§ TASK INSTRUCTIONS
Wherever the string "selection" shows up in the data below, copy the whole line.

[DATA LISTING]

PR #25, opened 2024-03-14
fix float types in Phi (use float16)

davidkoski:
- per suggestions in #23 ensure that the values that go into the cache are float16

### DIFF
--- a/Libraries/LLM/Phi.swift
+++ b/Libraries/LLM/Phi.swift
@@ -73,14 +73,12 @@ private class PhiAttention: Module {
             keys = rope(keys)
         }
 
-        queries = queries.asType(Float.self)
-        keys = keys.asType(Float.self)
-
         // Finally perform the attention computation
         let scale = sqrt(1 / Float(queries.dim(-1)))
         let output = MLXFast.scaledDotProductAttention(
-            queries: queries, keys: keys, values: values, scale: scale, mask: mask
+            queries: queries.asType(.float32), keys: keys, values: values, scale: scale, mask: mask
         )
+        .asType(values.dtype)
         .transposed(0, 2, 1, 3)
         .reshaped(B, L, -1)
 


Libraries/LLM/Phi.swift
```diff
@@ -73,14 +73,12 @@ private class PhiAttention: Module {
...
-
         // Finally perform the attention computation
         let scale = sqrt(1 / Float(queries.dim(-1)))
         let output = MLXFast.scaledDotProductAttention(
-            queries: queries, keys: keys, values: values, scale: scale, mask: mask
+            queries: queries.asType(.float32), keys: keys, values: values, scale: scale, mask: mask
         )
+        .asType(values.dtype)
         .transposed(0, 2, 1, 3)
         .reshaped(B, L, -1)
```
davidkoski, line 83: This provides: 

```
output float16, keys float16, values float16
```

Libraries/LLM/Phi.swift
```diff
@@ -73,14 +73,12 @@ private class PhiAttention: Module {
...
         }
 
-        queries = queries.asType(Float.self)
-        keys = keys.asType(Float.self)
-
         // Finally perform the attention computation
         let scale = sqrt(1 / Float(queries.dim(-1)))
         let output = MLXFast.scaledDotProductAttention(
-            queries: queries, keys: keys, values: values, scale: scale, mask: mask
+            queries: queries.asType(.float32), keys: keys, values: values, scale: scale, mask: mask
```
davidkoski, line 79: I found that if I passed `queries` in as Float16 I would get unimaginative output

image

Is this a reasonable thing to do here?  Should keys be cast to float32 as well (it didn't seem to matter when I tested it)?

@awni

awni (approved):
🚀

Libraries/LLM/Phi.swift
awni: So if you upcast the queries the full attention should be done in fp32 and it should work. The keys will be implicitly cast in the op.

The way you’ve done it looks good to me. Most models don’t need this, phi2 is an exception for some reason

PR #27, opened 2024-03-14
LLMEval UI Improvements

1-ashraful-islam:
Adds some improvements to the LLMEval UI:

1. adds Markdown rendering in the UI
2. Adds init time and token/second stat
3. Minor UI enhancements 
     i. aligns the texts to the left
    ii. always shows the model info and progress bar (when running) on the top
   iii. adds a copy button to copy all the llm output at once

Here's a quick demo:

https://github.com/ml-explore/mlx-swift-examples/assets/5774830/0f41d392-98fe-4002-b7ff-cb80fad4360d

### DIFF
--- a/Applications/LLMEval/ContentView.swift
+++ b/Applications/LLMEval/ContentView.swift
@@ -13,6 +13,13 @@ struct ContentView: View {
     @State var prompt = "compare python and swift"
     @State var llm = LLMEvaluator()
 
+    enum displayStyle: String, CaseIterable, Identifiable {
+        case plain, markdown
+        var id: Self { self }
+    }
+
+    @State private var selectedDisplayStyle = displayStyle.markdown
+
     var body: some View {
         VStack(alignment: .leading) {
             VStack {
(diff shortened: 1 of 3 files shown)


Applications/LLMEval/ContentView.swift
```diff
@@ -6,20 +6,31 @@ import MLXRandom
...
+                    Text(llm.stat)
+                }
                 if llm.running {
                     ProgressView()
                 }
-                Text(llm.output)
+            }
+            // show the model output
+            ScrollView(.vertical) {
+                Markdown(llm.output)
```
davidkoski, line 33: Looks nice!  There was an outstanding PR that makes this scroll as text is appended and it causes a minor conflict here, see #24

Applications/LLMEval/ContentView.swift
```diff
@@ -32,6 +43,20 @@ struct ContentView: View {
...
+            ToolbarItem(placement: .primaryAction) {
+                Button {
+                    Task {
+                        copyToClipboard(llm.output)
+                    }
+                } label: {
+                    Label("Copy Output", systemImage: "doc.on.doc.fill")
+                }
+                .disabled(llm.output == "")
+                .labelStyle(.titleAndIcon)
```
davidkoski, line 56: Curious, why add a toolbar item?  The text selection is enabled so the user can just select whatever they want and copy it normally.

1-ashraful-islam: I added that toolbar item to copy all of text output at once for two reasons:

1. Markdown block appends new content as blocks (header, code etc.). This results in a text selection that is block wise. At the moment, I don't know of a elegant way to solve the issue of selecting all the text from the output when using Markdown rendering. 
2. When the total token count is higher, I believe it would be handy to have a button to copy all the output at once.

Applications/LLMEval/ContentView.swift
1-ashraful-islam: I added the changes from #24 to the ContentView. See: https://github.com/ml-explore/mlx-swift-examples/pull/27/commits/441263bbb1aeff441ce24c9b44261953e87e1c6a

Let me know if any additional changes would be helpful to resolve the conflict.

davidkoski: I think you just need to rebase it on main, so something like this:

- update your fork of main
- update your local copy of main
    - `git checkout main`
    - `git pull`
- switch back to your branch and rebase it
    - `git checkout markdownUI`
    - `git rebase main`
    - resolve the conflicts
    - `git add` the files
    - `git rebase --continue` to finish the rebase
- force push your branch
    - `git push -f`

Something like that.  There are various guides if needed: https://docs.gitlab.com/ee/topics/git/git_rebase.html

Once that is done the commits will be on top of the current HEAD and the merge will be unblocked.

1-ashraful-islam: Really appreciate the detailed step by step. I rebased and reformatted with pre-format as instructed.

1-ashraful-islam:
@davidkoski  In my local version I added gpu usages on the toolbar following instructions linked by @awni here : https://x.com/awnihannun/status/1768422759200432470?s=20

Do you think it could be a good addition to this PR or should I make a separate PR if/once this one is merged. Here's a screenshot of what that looks like:

image

1-ashraful-islam:
I added a segmented picker (https://github.com/ml-explore/mlx-swift-examples/pull/27/commits/59a9c809a09af905902955f75a9568f8e8f94892) to allow switching between plain text and markdown as it might be desirable to do so. This allows adding markdown view without taking the plaintext option away from the user. 

image
image

davidkoski (approved):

[/DATA LISTING]

§ TASK SOLUTION
davidkoski, line 56: Curious, why add a toolbar item?  The text selection is enabled so the user can just select whatever they want and copy it normally.
1. Markdown block appends new content as blocks (header, code etc.). This results in a text selection that is block wise. At the moment, I don't know of a elegant way to solve the issue of selecting all the text from the output when using Markdown rendering. 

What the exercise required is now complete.